PR #26, opened 2022-05-07
Add CI

adlerjohn:
Adds CI workflow. Note that a matrix of projects is used where you have to manually add projects. This should be okay since we're only going to have a relatively small number of projects.

To merge into https://github.com/FuelLabs/sway-applications/tree/braqzen-%235 #25

### DIFF
--- a/.github/workflows/ci.yml
+++ b/.github/workflows/ci.yml
@@ -1,0 +1,93 @@
+name: CI
+
+on:
+  push:
+    branches:
+      - master
+  pull_request:
+  release:
+    types: [published]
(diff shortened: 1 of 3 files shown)


Braqzen (approved):
Given that the `env` section uses `FORC_VERSION: 0.12.1` and we release frequently I assume that we might be updating this CI often?

adlerjohn:
Yes, but that's fine. Minor (as opposed to patch) releases of `forc` have been on a cadence of once every 2 weeks or thereabouts.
※
- [What you will do] The output must reproduce the whole listing without a single change.

- [Answer]
PR #26, opened 2022-05-07
Add CI

adlerjohn:
Adds CI workflow. Note that a matrix of projects is used where you have to manually add projects. This should be okay since we're only going to have a relatively small number of projects.

To merge into https://github.com/FuelLabs/sway-applications/tree/braqzen-%235 #25

### DIFF
--- a/.github/workflows/ci.yml
+++ b/.github/workflows/ci.yml
@@ -1,0 +1,93 @@
+name: CI
+
+on:
+  push:
+    branches:
+      - master
+  pull_request:
+  release:
+    types: [published]
(diff shortened: 1 of 3 files shown)


Braqzen (approved):
Given that the `env` section uses `FORC_VERSION: 0.12.1` and we release frequently I assume that we might be updating this CI often?

adlerjohn:
Yes, but that's fine. Minor (as opposed to patch) releases of `forc` have been on a cadence of once every 2 weeks or thereabouts.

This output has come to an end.